Geleneksel ve Tamamlayıcı Tıp

 

Allah’a subhanehu ve teâlâ hamd, Rasûlü’ne salât ve selam olsun.

Mevcut tıp sistemleri, ilaç üretiminden tutun hekimlerin eğitilmelerine ve tedavi yaklaşımlarına kadar hepsi tek elin kontrolü ile ciddi bir sektöre dönüşmüş olup, küresel güçlerin silahı hâline gelmiştir. Bunun yanında, yine dünyanın her yerinden klasik uygulamaları eleştiren, bu uygulamları kabul etmeyip çoğu zaman kısıtlanan çalışmalarına rağmen reddiyeler verip koca bir camiaya kafa tutan koca yürekli insanlara tanık olmaktayız.

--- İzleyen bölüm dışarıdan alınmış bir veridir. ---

Issue #7536, opened 2018-03-09
Missing Facades from net_4_x that are in 4.7.1.


akoeplinger:
We're missing those:

```
System.Net.Http.Rtc.dll
System.Net.Ping.dll
System.Resources.Reader.dll
System.Resources.Writer.dll
System.Runtime.Serialization.Formatters.dll
System.Security.Cryptography.Csp.dll
```

PR #7541, opened 2018-03-09
[Facades] Add missing Facades that exist in .NET 4.7.1

akoeplinger:
Some of them we had on mobile only, others were missing completely.

Fixes https://github.com/mono/mono/issues/7536

### DIFF
--- a/mcs/class/Facades/System.Net.Http.Rtc/AssemblyInfo.cs
+++ b/mcs/class/Facades/System.Net.Http.Rtc/AssemblyInfo.cs
@@ -1,0 +1,35 @@
+//
+// Copyright (c) 2013 Xamarin Inc. (http://www.xamarin.com)
+//
+// Permission is hereby granted, free of charge, to any person obtaining a copy
+// of this software and associated documentation files (the "Software"), to deal
+// in the Software without restriction, including without limitation the rights
+// to use, copy, modify, merge, publish, distribute, sublicense, and/or sell
+// copies of the Software, and to permit persons to whom the Software is
+// furnished to do so, subject to the following conditions:
+//
+// The above copyright notice and this permission notice shall be included in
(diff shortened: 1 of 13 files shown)


akoeplinger:
@monojenkins commit apidiff

akoeplinger:
@monojenkins backport 2018-02

marek-safar:
Review:

- System.Net.Http.Rtc.dll -- remove completely I don't think it's worth the pain as it's windows only
- System.Resources.Reader/System.Resources.Writer we need to report CoreFX issue to update the package to include our mobile version TFMs

akoeplinger:
> System.Net.Http.Rtc.dll -- remove completely I don't think it's worth the pain as it's windows only

I'd like to keep System.Net.Http.Rtc.dll since it's a bigger pain to exclude it from all the compares I do with .NET Fx. It's not really a pain since we need to edit some files for  https://github.com/mono/mono/issues/7573 anyway and it's just one more line.

> System.Resources.Reader/System.Resources.Writer we need to report CoreFX issue to update the package to include our mobile version TFMs

https://github.com/dotnet/corefx/issues/27995

marek-safar:
`System.Net.Http.Rtc.dll` I am fine to keep it on desktop even if it's useless as it cannot be referenced but don't want this in any mobile/modern profile

marek-safar:
We should also update `api` Facades

akoeplinger:
@marek-safar what do you mean by that?

marek-safar:
Should we add them also to https://github.com/mono/reference-assemblies/tree/master/v4.7.1/Facades ?

akoeplinger:
@marek-safar they are there, that's why we noticed them missing from mono in the first place :)

marek-safar:
oh (used wrong search pattern). We are good then

Issue #7525, opened 2018-03-09
Profiler exception clause reporting is broken


alexrp:
```bash
bash ~/tests $ cat test.cs
using System;

class Program {
        static void Main () {
                try {
                        throw new Exception ();
                } catch (Exception) when (Filter ()) {
                        Console.WriteLine ("catch");
                } finally {
                        Console.WriteLine ("finally");
                }
        }
        static bool Filter () {
                Console.WriteLine ("filter");
                return true;
        }
}
bash ~/tests $ mono --profile=log:nodefaults,exception test.exe
filter
catch
finally
bash ~/tests $ mprof-report --reports=exception output.mlpd

Exception summary
        Throws: 1
        Executed filter clauses: 1
```

This is a bug on the runtime side. Some of the `exception_clause` events are not being raised for some reason.

Issue #6183, opened 2017-12-06
Graduate Mono.Profiler.Log to stable status


alexrp:
What needs to happen:

- [ ]  Refine and stabilize the API.
- [ ] Remove the library from `MONO_API_ASSEMBLIES_IGNORED`.
- [ ] Include the library in the `mobile` and `xammac_4_5` profiles (possibly others).
- [ ] Start shipping the library in XA/XI/XM.

PR #7543, opened 2018-03-09
[Mono.Profiler.Log] Add a new profiler test suite.

### LINKED ISSUE #6979: Create Mono.Profiler.Log test suite
We want to have a Mono.Profiler.Log test suite to ensure we do not regress the log profiler over time. It should test profiling from the `metadata/profiler.c` API all the way to the `Mono.Profiler.Log` API

alexrp:
This is the beginning of the new profiler test suite based on the `Mono.Profiler.Log` library. This new test suite will exist alongside the old profiler tests in `mono/profiler` until I'm confident that the new tests cover everything well enough. This PR also fixes some bugs caught by the new tests.

Note that two tests are currently disabled due to #7525 and #7560.

Fixes #6979.


alexrp:
Feel free to review, but this is probably not ready to merge yet. I expect some of these tests will fail on ARM and maybe OS X.

kumpera:
THIS IS AMAZING AND DESERVES TO BE PRAISED IN CAPS.

alexrp:

alexrp:
@monojenkins build Linux i386

alexrp:

alexrp:
@monojenkins build Linux i386

alexrp:
Also need to rewrite the monitor event test to be a bit more robust on ARM.

alexrp:
@monojenkins build Linux AAarch64

alexrp:

alexrp:
OK, this is ready for review, and assuming no related build failures, can probably be merged also.

alexrp:
@monojenkins build failed

mcs/class/Mono.Profiler.Log/Makefile
```diff
@@ -2,14 +2,26 @@ thisdir = class/Mono.Profiler.Log
...
-LIB_REFS = System System.Core
 KEYFILE = $(LIBRARY_SNK)
+
+LIB_REFS = System System.Core
 LIB_MCS_FLAGS = /unsafe /publicsign /nowarn:0618
 
-LIBRARY_WARN_AS_ERROR = yes
+XTEST_LIB_REFS = System System.Core
+
+xunit-test-local: log-profiler-test.exe
```
marek-safar: We already have support for this, called REMOTE_EXECUTOR see https://github.com/mono/mono/blob/master/mcs/class/System/Makefile#L31 how to enable it. 

You then derive from RemoteExecutorTestBase and write your asserts as normal code

```
    public class Foo : RemoteExecutorTestBase
    {
        [Fact]
        public static void Test()
        {
            RemoteInvoke(() => { });
        }
```

I think it'd make sense to use this instead of building another one

mcs/class/Mono.Profiler.Log/Mono.Profiler.Log/LogEvents.cs
```diff
@@ -276,7 +276,7 @@ public sealed class HeapRootsEvent : LogEvent {
 
 		public struct HeapRoot {
 
-			public long AddressPointer { get; internal set; }
+			public long SlotPointer { get; internal set; }
```
marek-safar: Isn't this breaking change?

mcs/class/Mono.Profiler.Log/Makefile
alexrp: I don't think that would apply to this use case since I need to pass arguments to the runtime itself?

mcs/class/Mono.Profiler.Log/Mono.Profiler.Log/LogEvents.cs
marek-safar: Then just extend it, it's still better than maintaining two very similar support code

mcs/class/Mono.Profiler.Log/Makefile
marek-safar: Then just extend it, it's still better than maintaining two very similar support code

mcs/class/Mono.Profiler.Log/Mono.Profiler.Log/LogEvents.cs
alexrp: The API of the library is explicitly not stable right now (see #6183) and the old name of this property was pretty bad.

marek-safar:
@alexrp could you resolve the failing test?

alexrp:
Note that this currently depends on #7940 being merged first.

alexrp:
build profiler stress

alexrp:
If tests pass (they should), this is good to merge.

alexrp:
build profiler stress

luhenry:
@monojenkins build OS X i386

PR #7549, opened 2018-03-09
[WIP - DONT MERGE][wasm/sdb] Introduce debugger-engine.c file that will host the common code between sdb and the wasm debugger.

kumpera:
This PR includes the refactoring to unify the breakpoint engine between sdb and the wasm debugger.

It moves/adjusts code from sdb into debugger-engine.c and will then replace tons of code in mini-wasm.c with it.

Making an early PR to draw feedback on the design before I land too much code into it.

### DIFF
--- a/mono/mini/Makefile.am.in
+++ b/mono/mini/Makefile.am.in
@@ -451,6 +451,8 @@ common_sources = \
 	mini-gc.c		\
 	debugger-agent.h 	\
 	debugger-agent.c	\
+	debugger-engine.h	\
+	debugger-engine.c	\
 	xdebug.c			\
 	mini-llvm.h			\
 	mini-llvm-cpp.h	\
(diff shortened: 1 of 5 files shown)


vargaz:
Can't we extend the current file with the new behavior ?

joncham:
We have a somewhat modified debugger-agent.c to support IL2CPP. Would be good to see what the split is going to look like. We'll have a painful merge, but I think that's unavoidable.

But perhaps between this and work to use MonoClass accessors we can work with less changes.

kumpera:
@vargaz I think keeping the code in debugger-agent.c will make it a lot harder to keep the wasm debugger working.

It means a bunch of functions & globals have a different set of ifdefs to compile them in. The amount of ifdef spaguetti to make sure we don't compile the sdb-only bits would be ugly.

It would make initialization/state maintenance a lot more fragile cuz one changing sdb would not see obvious impacts into wasm.

The subsystems I plan to move for now (breakpoints/single stepping) are reasonably well factored, I won't need a lot of changes beyond moving the files.

@joncham I plan to move logging, breakpoints and single stepping into the shared file. Now having said that, I believe some of the future changes I plan on doing to support compiled code debugging will make il2cpp debugging significantly more straightforward.

kumpera:
This was merged by #8750

PR #7555, opened 2018-03-10
[profiler] Increment ref count of an image's method while we're keeping around pointers to it.

### LINKED ISSUE #6211: Rare shutdown crash in profiler stress tests
Example: https://jenkins.mono-project.com/job/test-mono-mainline-linux-profilerstress-x86-x64/label=high-mem-ubuntu-1404-i386/500/testReport/junit/MonoTests/profiler-stress/couchbase/

It looks like we try to call `mono_method_full_name` on a `MonoMethod` whose signature contains a type that's already been freed. This happens because we keep `MonoMethod` pointers around in the profiler for longer than we should - see #6171. The fix will probably be similar to that issue.

alexrp:
Fixes #6211.

### DIFF
--- a/mono/profiler/log.c
+++ b/mono/profiler/log.c
@@ -852,6 +852,18 @@ emit_method_inner (LogBuffer *logbuffer, void *method)
 	g_assert (logbuffer->cursor <= logbuffer->buf_end && "Why are we writing past the buffer end?");
 }
 
+static void
+inc_method_ref_count (MonoMethod *method)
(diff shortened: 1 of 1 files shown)


alexrp:
build profiler stress

alexrp:
Failures unrelated.

alexrp:
@monojenkins build failed

alexrp:
@monojenkins build failed

PR #7567, opened 2018-03-11
Update gitignore, keep paths in windows format for csproj

EgorBo:
1) Add temp stuff generated by tools/ to .gitignore
2) Jenkins bot updates all csproj on macOS so when I want to re-generate them locally the script overwrites, let' say:
`<OutputPath>./../../../class/lib/net_4_x-$(HostPlatform)/Facades</OutputPath>`
to
`<OutputPath>.\..\..\..\class\lib\net_4_x-$(HostPlatform)\Facades</OutputPath>`
since the second one is "more default" for msbuild and still works on macOS we can use it

### DIFF
--- a/msvc/scripts/genproj.cs
+++ b/msvc/scripts/genproj.cs
@@ -929,9 +929,9 @@ class MsbuildGenerator {
 		// ../class/lib/build/tmp/System.Xml.dll  [No longer possible, we should be removing this from order.xml]
 		//   /class/lib/basic/System.Core.dll
 		// <library_output>mcs.exe</library_output>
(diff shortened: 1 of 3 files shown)


alexrp:
I already have a commit in #7543 that will add the `.libs` directory as a whole to the root `.gitignore`.

alexrp:
By the way, you should push stuff like this to a branch in your fork, not the upstream repository.

EgorBo:
@alexrp oops, I didn't notice I have an access to do it actually at all :) I though I am in my fork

İnsanlar neleri, ne şekilde düşüneceklerine kadar kontrollerine almaya çalışan, Allah’ın subhanehu ve teâlâ sıfatlarının her türlüsüne göz dikmiş, ilahlık(!)iddiasında olan bu küresel güçler, sadece insanlığın maddi kaynaklarına göz dikmekle kalmadı. İnsanın hastalığında kendisine ihtiyaç duyduğu ‘hekimi, ilacı’ ve bunların var oluşumu için gerekli olan eğitim sistemini (tıp, eczacılık) çok ciddi bir şekilde kontrollerine almış oldu. İnsanlar deney kobayları hâline getirilerek; üzerlerinde yeni yeni ilaçlar, gereksiz ameliyatlar, aşılar denendi. Hatta gerçek olmayan verilerle insanların gözlerini büyüleyebildiler. Elbette ki, her sistemde olduğu gibi bunun da yani, mevcut tıp sisteminin de tamamı reddedilemez. Yerleştirilip, kök salınması istenen sistemler bütün yönleriyle tahrif edilemezler. Ancak bu şekilde kontrollerine almış oldukları yapıyı insanlara cazip gösterip, benliklerine yerleşmesini sağlayabilirler. Yani, yavaş yavaş ve tedricen bozup, yeniden düzenledikleri bu sisteme insanları muhtaç kılıp, çaresiz bıraktılar.

Hekim, eşref-i mahluk olan insanın, kendisine sağlığının emanet edildiği tek kimse olmasına rağmen, maalesef mevcut sistemin içerisinde sorumluluğunu idrak edememektedir. Bu da beraberinde söz konusu hekimi sorgulayamama, mutlak itaate ve dolayısıyla da düzenin yanlışlarının savunucusu ve çarkın bir parçası hâline getirmektedir.

Böylece kendilerine öncü olarak kabul ettikleri ve tıbbın babası olarak nitelendirdikleri Hipokrat’ın da öğretilerinin ve yaklaşımlarının dışına çıkıldı. Onun birçok temel kaideleri de göz ardı edildi. Nasıl ki Batı tıp camiası Hipokrat’ın çizgisinden uzaklaştıysa bu coğrafyadaki hekimlik anlayışı da bu toprakların yetiştirdiği İbni Sina gibi öz değerlerinden ve gelenekselleşmiş hekimlik anlayışından uzaklaşmış oldu.

Bu uzaklaşmayla beraber, son yıllarda yapılan bazı çalışmalar, geleneksel tıbbın önemini bu çağda yeniden gündeme getirdi. Bu çalışmaların sağlık camiasında da olumlu anlamda tartışılması ise, işin biraz daha ciddiyetine işaret etmektedir.

Bu bağlamda, şu günlerde hayli dikkat çekip rağbet gören, (GETAT) ‘Geleneksel ve Tamamlayıcı Tıp Kongresi’nin ilki yapıldı. Bu çalışmaların seküler anlayışın dayatmalarından bir nebze de olsa sıyrılma olmasını umut ediyorum. Mevcut sistemdeki yanlışlıklara karşı çıkmak, hekimlerin bireysel çalışmaları ve vicdani sorumluluk bilinciyle hareket etmeleri ile kısmen etkili olsa da, nihai bir çözümün olabilmesi, her alanda olduğu gibi burada da ancak İslami bir otorite ve dolayısıyla İslami bir şuur ile mümkündür.

İnşallah, ötelenen geleneksel tıbbın önemini ve içerisindeki tedavi yöntemlerini ele alacak bir yazı serisine başlayacağız.

Duamızın sonu, âlemlerin Rabbi olan Allah’a hamd etmektir.